◆ What you have to do
Of the entries below, return exactly those lines that fall between the one containing "## Verification" and the one containing "### SHOULD-FIX (1)", the two end lines included.

◆ Supplied information
_ _ _ _ _ _ _
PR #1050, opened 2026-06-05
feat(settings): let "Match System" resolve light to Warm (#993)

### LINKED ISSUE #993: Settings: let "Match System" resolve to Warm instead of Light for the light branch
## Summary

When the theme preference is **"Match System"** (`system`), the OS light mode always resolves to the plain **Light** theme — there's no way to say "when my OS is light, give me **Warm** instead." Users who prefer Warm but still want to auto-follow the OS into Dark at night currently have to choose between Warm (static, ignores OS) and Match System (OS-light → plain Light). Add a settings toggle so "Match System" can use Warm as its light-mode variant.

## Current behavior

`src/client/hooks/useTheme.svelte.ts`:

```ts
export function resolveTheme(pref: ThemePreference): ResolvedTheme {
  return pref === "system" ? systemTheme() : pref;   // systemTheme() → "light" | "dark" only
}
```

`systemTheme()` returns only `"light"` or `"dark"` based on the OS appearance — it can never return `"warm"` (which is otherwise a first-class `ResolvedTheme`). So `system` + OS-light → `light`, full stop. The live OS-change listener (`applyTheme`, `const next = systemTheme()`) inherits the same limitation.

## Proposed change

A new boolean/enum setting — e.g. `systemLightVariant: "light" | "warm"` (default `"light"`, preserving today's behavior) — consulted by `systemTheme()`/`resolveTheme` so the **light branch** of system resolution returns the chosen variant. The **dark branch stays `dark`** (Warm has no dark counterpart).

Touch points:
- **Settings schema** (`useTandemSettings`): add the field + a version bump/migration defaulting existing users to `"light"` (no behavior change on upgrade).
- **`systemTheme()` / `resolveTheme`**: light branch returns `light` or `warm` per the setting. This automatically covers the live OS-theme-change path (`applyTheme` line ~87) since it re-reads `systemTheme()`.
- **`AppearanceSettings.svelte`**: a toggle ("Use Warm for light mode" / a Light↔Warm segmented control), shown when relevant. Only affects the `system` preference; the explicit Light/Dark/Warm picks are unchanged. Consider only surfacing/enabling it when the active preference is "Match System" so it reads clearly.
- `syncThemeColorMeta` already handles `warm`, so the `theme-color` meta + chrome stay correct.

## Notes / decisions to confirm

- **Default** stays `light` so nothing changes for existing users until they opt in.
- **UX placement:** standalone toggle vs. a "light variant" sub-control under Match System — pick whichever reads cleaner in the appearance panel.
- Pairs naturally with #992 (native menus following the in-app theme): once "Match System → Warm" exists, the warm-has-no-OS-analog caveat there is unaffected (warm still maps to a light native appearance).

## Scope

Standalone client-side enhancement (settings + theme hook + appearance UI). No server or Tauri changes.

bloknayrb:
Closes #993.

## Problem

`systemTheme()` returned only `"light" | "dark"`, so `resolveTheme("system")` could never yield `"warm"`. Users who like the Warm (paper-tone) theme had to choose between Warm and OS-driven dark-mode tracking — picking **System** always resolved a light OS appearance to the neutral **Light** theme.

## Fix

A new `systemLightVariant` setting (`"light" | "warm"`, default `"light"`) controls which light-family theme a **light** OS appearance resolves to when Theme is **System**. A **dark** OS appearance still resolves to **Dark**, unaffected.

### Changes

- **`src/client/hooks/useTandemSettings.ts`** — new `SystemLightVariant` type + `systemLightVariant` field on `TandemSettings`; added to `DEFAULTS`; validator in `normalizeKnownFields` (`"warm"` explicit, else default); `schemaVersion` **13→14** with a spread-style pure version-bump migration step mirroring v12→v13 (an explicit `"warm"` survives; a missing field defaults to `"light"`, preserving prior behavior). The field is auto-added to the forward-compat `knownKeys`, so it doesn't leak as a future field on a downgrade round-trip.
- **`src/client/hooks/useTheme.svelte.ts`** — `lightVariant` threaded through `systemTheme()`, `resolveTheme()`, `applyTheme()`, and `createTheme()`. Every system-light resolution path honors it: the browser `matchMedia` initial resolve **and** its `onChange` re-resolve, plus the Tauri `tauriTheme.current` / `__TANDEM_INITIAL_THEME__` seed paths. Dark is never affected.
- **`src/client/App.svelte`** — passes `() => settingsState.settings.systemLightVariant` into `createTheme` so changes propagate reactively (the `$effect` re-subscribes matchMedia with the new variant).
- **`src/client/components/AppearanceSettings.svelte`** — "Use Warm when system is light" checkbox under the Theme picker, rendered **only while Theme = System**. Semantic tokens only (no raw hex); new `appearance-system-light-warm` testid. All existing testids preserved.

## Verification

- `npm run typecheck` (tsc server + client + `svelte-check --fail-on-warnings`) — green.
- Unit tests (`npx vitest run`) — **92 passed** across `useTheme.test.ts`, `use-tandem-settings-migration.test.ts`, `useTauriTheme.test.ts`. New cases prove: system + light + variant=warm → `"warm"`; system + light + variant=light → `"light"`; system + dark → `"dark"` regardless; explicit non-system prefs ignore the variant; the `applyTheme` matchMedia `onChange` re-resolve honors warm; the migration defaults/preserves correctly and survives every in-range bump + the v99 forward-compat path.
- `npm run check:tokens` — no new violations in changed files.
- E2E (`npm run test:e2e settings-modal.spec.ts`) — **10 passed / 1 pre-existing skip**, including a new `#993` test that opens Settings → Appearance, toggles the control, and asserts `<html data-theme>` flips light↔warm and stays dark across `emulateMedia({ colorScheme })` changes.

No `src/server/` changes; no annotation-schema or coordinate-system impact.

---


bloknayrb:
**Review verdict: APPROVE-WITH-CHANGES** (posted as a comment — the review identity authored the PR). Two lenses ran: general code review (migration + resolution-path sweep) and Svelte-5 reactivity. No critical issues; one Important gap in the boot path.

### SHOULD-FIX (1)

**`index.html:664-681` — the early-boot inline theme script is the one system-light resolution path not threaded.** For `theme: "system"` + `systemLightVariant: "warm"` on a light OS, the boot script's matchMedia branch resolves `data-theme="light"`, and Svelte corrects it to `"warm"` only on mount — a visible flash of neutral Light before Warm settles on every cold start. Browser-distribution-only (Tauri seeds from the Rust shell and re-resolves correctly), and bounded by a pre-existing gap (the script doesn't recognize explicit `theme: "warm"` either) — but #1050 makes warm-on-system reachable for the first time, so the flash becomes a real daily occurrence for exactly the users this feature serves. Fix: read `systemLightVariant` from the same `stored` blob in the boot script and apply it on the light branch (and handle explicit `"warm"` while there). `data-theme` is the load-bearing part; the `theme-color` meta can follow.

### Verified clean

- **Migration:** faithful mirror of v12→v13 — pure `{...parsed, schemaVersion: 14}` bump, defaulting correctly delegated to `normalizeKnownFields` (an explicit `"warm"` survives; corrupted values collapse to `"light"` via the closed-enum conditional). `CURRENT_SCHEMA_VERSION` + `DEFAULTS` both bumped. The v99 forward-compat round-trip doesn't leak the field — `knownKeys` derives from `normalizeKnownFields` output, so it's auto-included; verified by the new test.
_ _ _ _ _ _ _
◆ Response
## Verification

- `npm run typecheck` (tsc server + client + `svelte-check --fail-on-warnings`) — green.
- Unit tests (`npx vitest run`) — **92 passed** across `useTheme.test.ts`, `use-tandem-settings-migration.test.ts`, `useTauriTheme.test.ts`. New cases prove: system + light + variant=warm → `"warm"`; system + light + variant=light → `"light"`; system + dark → `"dark"` regardless; explicit non-system prefs ignore the variant; the `applyTheme` matchMedia `onChange` re-resolve honors warm; the migration defaults/preserves correctly and survives every in-range bump + the v99 forward-compat path.
- `npm run check:tokens` — no new violations in changed files.
- E2E (`npm run test:e2e settings-modal.spec.ts`) — **10 passed / 1 pre-existing skip**, including a new `#993` test that opens Settings → Appearance, toggles the control, and asserts `<html data-theme>` flips light↔warm and stays dark across `emulateMedia({ colorScheme })` changes.

No `src/server/` changes; no annotation-schema or coordinate-system impact.

---


bloknayrb:
**Review verdict: APPROVE-WITH-CHANGES** (posted as a comment — the review identity authored the PR). Two lenses ran: general code review (migration + resolution-path sweep) and Svelte-5 reactivity. No critical issues; one Important gap in the boot path.

### SHOULD-FIX (1)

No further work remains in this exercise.